→ INFORMATION SUPPLIED:
• • • •
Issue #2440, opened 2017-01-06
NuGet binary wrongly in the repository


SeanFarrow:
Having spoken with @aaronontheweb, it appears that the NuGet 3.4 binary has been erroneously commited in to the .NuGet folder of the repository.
• • • •
→ WORK ITEM: Exactly as written, output the material once more.

→ RESPONSE AREA:
Issue #2440, opened 2017-01-06
NuGet binary wrongly in the repository


SeanFarrow:
Having spoken with @aaronontheweb, it appears that the NuGet 3.4 binary has been erroneously commited in to the .NuGet folder of the repository.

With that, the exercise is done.